+++ Input +++
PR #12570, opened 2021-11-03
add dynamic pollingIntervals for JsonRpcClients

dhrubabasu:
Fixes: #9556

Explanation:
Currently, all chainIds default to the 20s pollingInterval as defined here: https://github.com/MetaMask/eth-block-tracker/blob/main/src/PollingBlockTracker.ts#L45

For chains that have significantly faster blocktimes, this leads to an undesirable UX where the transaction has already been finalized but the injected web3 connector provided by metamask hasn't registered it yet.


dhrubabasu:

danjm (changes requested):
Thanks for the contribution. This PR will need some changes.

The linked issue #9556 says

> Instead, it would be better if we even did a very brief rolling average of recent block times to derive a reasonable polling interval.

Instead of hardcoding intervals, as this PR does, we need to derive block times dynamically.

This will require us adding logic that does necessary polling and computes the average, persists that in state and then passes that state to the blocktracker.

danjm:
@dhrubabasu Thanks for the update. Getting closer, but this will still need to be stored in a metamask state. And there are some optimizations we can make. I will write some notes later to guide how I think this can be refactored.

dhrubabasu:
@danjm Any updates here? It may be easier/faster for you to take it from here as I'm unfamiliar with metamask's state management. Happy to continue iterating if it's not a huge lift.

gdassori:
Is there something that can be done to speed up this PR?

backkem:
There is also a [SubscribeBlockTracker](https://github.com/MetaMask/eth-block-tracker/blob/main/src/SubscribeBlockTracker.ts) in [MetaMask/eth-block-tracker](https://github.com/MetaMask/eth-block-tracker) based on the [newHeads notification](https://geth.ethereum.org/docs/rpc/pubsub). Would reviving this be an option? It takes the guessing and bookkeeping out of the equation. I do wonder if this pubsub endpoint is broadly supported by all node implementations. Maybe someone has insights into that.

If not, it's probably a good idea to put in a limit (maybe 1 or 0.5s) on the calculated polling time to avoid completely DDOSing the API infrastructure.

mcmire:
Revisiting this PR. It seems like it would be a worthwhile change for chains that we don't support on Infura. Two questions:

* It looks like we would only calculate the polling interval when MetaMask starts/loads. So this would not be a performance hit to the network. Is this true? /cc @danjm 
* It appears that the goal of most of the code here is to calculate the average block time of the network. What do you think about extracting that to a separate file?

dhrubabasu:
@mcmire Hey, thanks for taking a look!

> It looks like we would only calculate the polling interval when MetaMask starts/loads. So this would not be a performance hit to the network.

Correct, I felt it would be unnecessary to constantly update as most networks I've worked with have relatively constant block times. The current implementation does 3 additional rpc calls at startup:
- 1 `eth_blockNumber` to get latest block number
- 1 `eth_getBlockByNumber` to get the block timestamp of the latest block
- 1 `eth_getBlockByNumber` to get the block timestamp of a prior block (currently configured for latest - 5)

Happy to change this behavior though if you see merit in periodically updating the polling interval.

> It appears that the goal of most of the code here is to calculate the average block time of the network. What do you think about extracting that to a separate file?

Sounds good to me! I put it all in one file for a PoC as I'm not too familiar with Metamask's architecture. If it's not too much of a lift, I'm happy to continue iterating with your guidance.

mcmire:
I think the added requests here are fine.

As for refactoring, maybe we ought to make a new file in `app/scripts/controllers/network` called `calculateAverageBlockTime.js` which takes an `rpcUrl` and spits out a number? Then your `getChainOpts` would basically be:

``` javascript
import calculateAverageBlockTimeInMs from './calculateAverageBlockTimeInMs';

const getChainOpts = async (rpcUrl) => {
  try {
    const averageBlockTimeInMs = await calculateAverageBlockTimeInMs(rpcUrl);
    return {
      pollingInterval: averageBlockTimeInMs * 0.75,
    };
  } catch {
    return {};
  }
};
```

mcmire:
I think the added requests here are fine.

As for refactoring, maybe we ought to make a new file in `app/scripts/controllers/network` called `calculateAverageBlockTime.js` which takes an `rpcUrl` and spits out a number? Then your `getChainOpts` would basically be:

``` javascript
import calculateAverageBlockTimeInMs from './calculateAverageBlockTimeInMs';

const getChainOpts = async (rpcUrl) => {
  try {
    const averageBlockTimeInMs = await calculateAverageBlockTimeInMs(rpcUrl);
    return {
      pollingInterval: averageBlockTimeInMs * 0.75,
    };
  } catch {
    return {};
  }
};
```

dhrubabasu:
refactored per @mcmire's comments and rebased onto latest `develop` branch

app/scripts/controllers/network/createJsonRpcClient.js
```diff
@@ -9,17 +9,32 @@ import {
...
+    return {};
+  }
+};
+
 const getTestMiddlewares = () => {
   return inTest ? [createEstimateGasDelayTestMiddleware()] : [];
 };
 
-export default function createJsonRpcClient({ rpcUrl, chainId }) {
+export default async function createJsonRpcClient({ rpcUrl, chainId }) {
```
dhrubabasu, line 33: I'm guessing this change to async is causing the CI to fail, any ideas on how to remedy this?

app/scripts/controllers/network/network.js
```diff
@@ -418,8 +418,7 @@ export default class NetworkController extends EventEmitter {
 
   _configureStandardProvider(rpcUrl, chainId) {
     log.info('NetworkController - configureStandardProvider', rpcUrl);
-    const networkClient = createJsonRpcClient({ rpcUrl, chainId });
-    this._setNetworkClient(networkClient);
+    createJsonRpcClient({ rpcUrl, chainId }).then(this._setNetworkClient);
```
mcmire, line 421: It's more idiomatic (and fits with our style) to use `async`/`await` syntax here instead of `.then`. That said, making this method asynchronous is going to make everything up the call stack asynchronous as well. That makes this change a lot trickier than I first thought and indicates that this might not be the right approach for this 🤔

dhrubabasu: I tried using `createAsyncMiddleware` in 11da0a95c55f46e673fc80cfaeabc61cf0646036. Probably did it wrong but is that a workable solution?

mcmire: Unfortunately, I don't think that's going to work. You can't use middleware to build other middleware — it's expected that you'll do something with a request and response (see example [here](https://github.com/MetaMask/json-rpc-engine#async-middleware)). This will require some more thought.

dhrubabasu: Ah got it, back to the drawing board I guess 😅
+++
*What to produce*. Would you output every record above exactly as it stands?

*Completed exercise*.
PR #12570, opened 2021-11-03
add dynamic pollingIntervals for JsonRpcClients

dhrubabasu:
Fixes: #9556

Explanation:
Currently, all chainIds default to the 20s pollingInterval as defined here: https://github.com/MetaMask/eth-block-tracker/blob/main/src/PollingBlockTracker.ts#L45

For chains that have significantly faster blocktimes, this leads to an undesirable UX where the transaction has already been finalized but the injected web3 connector provided by metamask hasn't registered it yet.


dhrubabasu:

danjm (changes requested):
Thanks for the contribution. This PR will need some changes.

The linked issue #9556 says

> Instead, it would be better if we even did a very brief rolling average of recent block times to derive a reasonable polling interval.

Instead of hardcoding intervals, as this PR does, we need to derive block times dynamically.

This will require us adding logic that does necessary polling and computes the average, persists that in state and then passes that state to the blocktracker.

danjm:
@dhrubabasu Thanks for the update. Getting closer, but this will still need to be stored in a metamask state. And there are some optimizations we can make. I will write some notes later to guide how I think this can be refactored.

dhrubabasu:
@danjm Any updates here? It may be easier/faster for you to take it from here as I'm unfamiliar with metamask's state management. Happy to continue iterating if it's not a huge lift.

gdassori:
Is there something that can be done to speed up this PR?

backkem:
There is also a [SubscribeBlockTracker](https://github.com/MetaMask/eth-block-tracker/blob/main/src/SubscribeBlockTracker.ts) in [MetaMask/eth-block-tracker](https://github.com/MetaMask/eth-block-tracker) based on the [newHeads notification](https://geth.ethereum.org/docs/rpc/pubsub). Would reviving this be an option? It takes the guessing and bookkeeping out of the equation. I do wonder if this pubsub endpoint is broadly supported by all node implementations. Maybe someone has insights into that.

If not, it's probably a good idea to put in a limit (maybe 1 or 0.5s) on the calculated polling time to avoid completely DDOSing the API infrastructure.

mcmire:
Revisiting this PR. It seems like it would be a worthwhile change for chains that we don't support on Infura. Two questions:

* It looks like we would only calculate the polling interval when MetaMask starts/loads. So this would not be a performance hit to the network. Is this true? /cc @danjm 
* It appears that the goal of most of the code here is to calculate the average block time of the network. What do you think about extracting that to a separate file?

dhrubabasu:
@mcmire Hey, thanks for taking a look!

> It looks like we would only calculate the polling interval when MetaMask starts/loads. So this would not be a performance hit to the network.

Correct, I felt it would be unnecessary to constantly update as most networks I've worked with have relatively constant block times. The current implementation does 3 additional rpc calls at startup:
- 1 `eth_blockNumber` to get latest block number
- 1 `eth_getBlockByNumber` to get the block timestamp of the latest block
- 1 `eth_getBlockByNumber` to get the block timestamp of a prior block (currently configured for latest - 5)

Happy to change this behavior though if you see merit in periodically updating the polling interval.

> It appears that the goal of most of the code here is to calculate the average block time of the network. What do you think about extracting that to a separate file?

Sounds good to me! I put it all in one file for a PoC as I'm not too familiar with Metamask's architecture. If it's not too much of a lift, I'm happy to continue iterating with your guidance.

mcmire:
I think the added requests here are fine.

As for refactoring, maybe we ought to make a new file in `app/scripts/controllers/network` called `calculateAverageBlockTime.js` which takes an `rpcUrl` and spits out a number? Then your `getChainOpts` would basically be:

``` javascript
import calculateAverageBlockTimeInMs from './calculateAverageBlockTimeInMs';

const getChainOpts = async (rpcUrl) => {
  try {
    const averageBlockTimeInMs = await calculateAverageBlockTimeInMs(rpcUrl);
    return {
      pollingInterval: averageBlockTimeInMs * 0.75,
    };
  } catch {
    return {};
  }
};
```

mcmire:
I think the added requests here are fine.

As for refactoring, maybe we ought to make a new file in `app/scripts/controllers/network` called `calculateAverageBlockTime.js` which takes an `rpcUrl` and spits out a number? Then your `getChainOpts` would basically be:

``` javascript
import calculateAverageBlockTimeInMs from './calculateAverageBlockTimeInMs';

const getChainOpts = async (rpcUrl) => {
  try {
    const averageBlockTimeInMs = await calculateAverageBlockTimeInMs(rpcUrl);
    return {
      pollingInterval: averageBlockTimeInMs * 0.75,
    };
  } catch {
    return {};
  }
};
```

dhrubabasu:
refactored per @mcmire's comments and rebased onto latest `develop` branch

app/scripts/controllers/network/createJsonRpcClient.js
```diff
@@ -9,17 +9,32 @@ import {
...
+    return {};
+  }
+};
+
 const getTestMiddlewares = () => {
   return inTest ? [createEstimateGasDelayTestMiddleware()] : [];
 };
 
-export default function createJsonRpcClient({ rpcUrl, chainId }) {
+export default async function createJsonRpcClient({ rpcUrl, chainId }) {
```
dhrubabasu, line 33: I'm guessing this change to async is causing the CI to fail, any ideas on how to remedy this?

app/scripts/controllers/network/network.js
```diff
@@ -418,8 +418,7 @@ export default class NetworkController extends EventEmitter {
 
   _configureStandardProvider(rpcUrl, chainId) {
     log.info('NetworkController - configureStandardProvider', rpcUrl);
-    const networkClient = createJsonRpcClient({ rpcUrl, chainId });
-    this._setNetworkClient(networkClient);
+    createJsonRpcClient({ rpcUrl, chainId }).then(this._setNetworkClient);
```
mcmire, line 421: It's more idiomatic (and fits with our style) to use `async`/`await` syntax here instead of `.then`. That said, making this method asynchronous is going to make everything up the call stack asynchronous as well. That makes this change a lot trickier than I first thought and indicates that this might not be the right approach for this 🤔

dhrubabasu: I tried using `createAsyncMiddleware` in 11da0a95c55f46e673fc80cfaeabc61cf0646036. Probably did it wrong but is that a workable solution?

mcmire: Unfortunately, I don't think that's going to work. You can't use middleware to build other middleware — it's expected that you'll do something with a request and response (see example [here](https://github.com/MetaMask/json-rpc-engine#async-middleware)). This will require some more thought.

dhrubabasu: Ah got it, back to the drawing board I guess 😅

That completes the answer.